PR #1818, opened 2026-05-27
Fix feature_value position backfill during 9.0.0 upgrade

### LINKED ISSUE #41554: BIG BUG when upgrading to PrestaShop 9.x from previous versions, related to feature value positions.
### Prerequisites

- [x] I have already [searched in existing issues](https://github.com/PrestaShop/PrestaShop/issues?q=is%3Aissue%20type%3ABug) and found no previous report of this bug.

Hi
I upgraded 7 sites to PrestaShop 9: 5 from 8 with the 1-click module, 1 from 1.6, and 1 from 1.7 with a clean PrestaShop 9 data migration module.
All of these sites have a problem with the feature value positions; they're all set to 1, and it's not possible to change their positions.

I would like to update other sites to 9, but with these errors I have to stop, first I have to figure out how to solve this problem by putting the correct positions back in the database.

This is a critical issue, it should be a high priority, I believe all sites updated to 9 will have this problem

Image

looking in the database in the ps_feature_value table the values ​​all have position 0

Image

### Steps to reproduce

Take a site with prestashop 8 and upgrade it with 1-click to 9 or using a data migration module from a site with 8 to a clean 9

### Actual Result

_No response_

### PrestaShop version where the bug happens

9.1.3

### How have you installed PrestaShop

zip file

8.5

_No response_

Codencode:
| Questions         | Answers
| Description?      | This PR fixes the PrestaShop 9.0.0 upgrade path for shops that already have feature values.<br/><br/>When the new `position` column is added to `feature_value`, existing rows all receive the default value `0`, which can cause ordering issues. This change adds a dedicated upgrade step that initializes sequential positions per feature during the `9.0.0` migration, while avoiding overwriting already-initialized data.| Type?             | bug fix
| BC breaks?        | yes
| Deprecations?     | yes
| Fixed ticket?     | Fixes https://github.com/PrestaShop/PrestaShop/issues/41554
| Sponsor company   | Codencode snc
| How to test?      | 1. Install PS version 8.x.x <br/>2. Upgrade to PrestaShop 9.x.x <br/>3. Check that the position field in the feature_value table is correctly populated and try changing the position of the values in the admin panel.

### NOTE
The positions could also have been set using this query:
```sql
UPDATE ps_feature_value fv
INNER JOIN (
    SELECT
        id_feature_value,
        ROW_NUMBER() OVER (
            PARTITION BY id_feature
            ORDER BY id_feature_value ASC
        ) - 1 AS new_position
    FROM ps_feature_value
) x ON x.id_feature_value = fv.id_feature_value
SET fv.position = x.new_position;
```

However, I preferred to create a PHP file for compatibility reasons with different MySQL / MariaDB versions.

### DIFF
--- a/upgrade/php/ps_900_init_feature_value_positions.php
+++ b/upgrade/php/ps_900_init_feature_value_positions.php
@@ -1,0 +1,61 @@
+<?php
+/**
+ * For the full copyright and license information, please view the
+ * LICENSE.md file that was distributed with this source code.
+ */
+
+use PrestaShop\Module\AutoUpgrade\Database\DbWrapper;
+
+/**
+ * Initialize feature value positions after the position column is added in 9.0.0.
+ *
+ * Existing shops upgraded to 9 may already contain feature values, which all get
+ * the default position 0 when the column is introduced. We backfill sequential
+ * positions per feature to avoid duplicates and preserve a stable ordering.
+ *
+ * @return void
+ *
+ * @throws \PrestaShop\Module\AutoUpgrade\Exceptions\UpdateDatabaseException
+ */
+function ps_900_init_feature_value_positions()
+{
+    $hasInitializedPositions = (int) DbWrapper::getValue('
+        SELECT COUNT(*)
+        FROM `' . _DB_PREFIX_ . 'feature_value`
+        WHERE `position` <> 0
+    ');
+
+    if ($hasInitializedPositions > 0) {
+        return;
+    }
+
+    $featureValues = DbWrapper::executeS('
+        SELECT `id_feature_value`, `id_feature`
+        FROM `' . _DB_PREFIX_ . 'feature_value`
+        ORDER BY `id_feature` ASC, `id_feature_value` ASC
+    ');
+
+    if (empty($featureValues)) {
+        return;
+    }
+
+    $currentFeatureId = null;
+    $position = -1;
+
+    foreach ($featureValues as $featureValue) {
+        $featureId = (int) $featureValue['id_feature'];
+
+        if ($featureId !== $currentFeatureId) {
+            $currentFeatureId = $featureId;
+            $position = 0;
+        } else {
+            ++$position;
+        }
+
+        DbWrapper::update(
+            'feature_value',
+            ['position' => $position],
+            '`id_feature_value` = ' . (int) $featureValue['id_feature_value']
+        );
+    }
+}
--- a/upgrade/sql/9.0.0.sql
+++ b/upgrade/sql/9.0.0.sql
@@ -422,6 +422,7 @@ DELETE FROM `PREFIX_hook_module_exceptions` WHERE `id_hook` NOT IN (SELECT id_ho
 /* Feature value position */
 /* https://github.com/PrestaShop/PrestaShop/pull/37042 */
 /* PHP:add_column('feature_value', 'position', 'int(10) unsigned NOT NULL DEFAULT \'0\''); */;
+/* PHP:ps_900_init_feature_value_positions(); */;
 /* PHP:add_configuration_if_not_exists('PS_FEATURE_VALUES_ORDER', 'name'); */;
 
 /* Upgrade attachment names length */


upgrade/php/ps_900_init_feature_value_positions.php
```diff
@@ -0,0 +1,69 @@
...
+ *
+ * @return void
+ *
+ * @throws \PrestaShop\Module\AutoUpgrade\Exceptions\UpdateDatabaseException
+ */
+function ps_900_init_feature_value_positions()
+{
+    if (empty(DbWrapper::executeS('SHOW TABLES LIKE "' . _DB_PREFIX_ . 'feature_value"'))) {
+        return;
+    }
```
kpodemski: It seems not relevant to check for existence of this table, what do you think?

upgrade/php/ps_900_init_feature_value_positions.php
```diff
@@ -0,0 +1,69 @@
...
+
+    $hasInitializedPositions = (int) DbWrapper::getValue('
+        SELECT COUNT(*)
+        FROM `' . _DB_PREFIX_ . 'feature_value`
+        WHERE `position` <> 0
+    ');
+
+    if ($hasInitializedPositions > 0) {
+        return;
+    }
```
kpodemski, line 30: This probably is not needed, we know the positions aren't set, right?

upgrade/php/ps_900_init_feature_value_positions.php
Codencode: Yes, you're right, I'll correct it.

upgrade/php/ps_900_init_feature_value_positions.php
Codencode: @kpodemski 
And if for some reason the column had already been added and has the correct positions?
In the upgrade, the `add_column()` function checks whether the column already exists, so it could happen that the column already exists and is populated.

upgrade/php/ps_900_init_feature_value_positions.php
Codencode: @kpodemski
I removed the checks on both the table and the field because we are sure they exist.

Codencode:
@Quetzacoalt91 @kpodemski 
Some files have the header/license in the old format, for example:
https://github.com/PrestaShop/autoupgrade/blob/dev/tests/integration/MarketplaceAndModuleCompatibilityTest.php

Should I fix them in this PR?

Also, I’m not sure whether targeting the `dev `branch was the right choice. Maybe I should have targeted the `7.6.x` branch?

Also, there are errors (example: https://github.com/PrestaShop/autoupgrade/actions/runs/26496496929/job/78025905639?pr=1818) that do not depend on my change, perhaps precisely because I need to change branch?

upgrade/php/ps_900_init_feature_value_positions.php
Hlavtox: Good point - backported feature or failed upgrade mid-point.

Quetzacoalt91:
Yes, can you please target the `7.6.x` branch so your change can reach faster a stable release?

I've seen your how-to-test field, and can you tell me if that's solving an issue while using the shop?

Codencode:
>Yes, can you please target the 7.6.x branch so your change can reach faster a stable release?

@Quetzacoalt91, I performed the rebase, but I ran into some difficulties, so I had to do a reset and re-add the changes. That's why there's now only one commit, unlike before when there were two, but the final result is the same (the first commit, which was modified by the second, is missing).

> I've seen your how-to-test field, and can you tell me if that's solving an issue while using the shop?

Yes, you can see the issue that explains in detail the problem visible in the admin: https://github.com/PrestaShop/PrestaShop/issues/41554

Quetzacoalt91:
I've the updated the base branch so the CI does not fail for a missing library `canvas`. Can you please rebase?

Codencode:
@Quetzacoalt91 done

Quetzacoalt91 (approved):

ingridusta (approved):
Hi @Codencode, 

Thanks for the catch ! 

I reproduced the bug : 

Image

Image

<br>And with ur fix : 

Image

Image

Thanks ! It's QA approved ✅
========================================
> **What needs to be done**: Would you please transcribe the lines above exactly, starting with the first line of the material and ending with the line that has "### Prerequisites"?

> **Task result**:
PR #1818, opened 2026-05-27
Fix feature_value position backfill during 9.0.0 upgrade

### LINKED ISSUE #41554: BIG BUG when upgrading to PrestaShop 9.x from previous versions, related to feature value positions.
### Prerequisites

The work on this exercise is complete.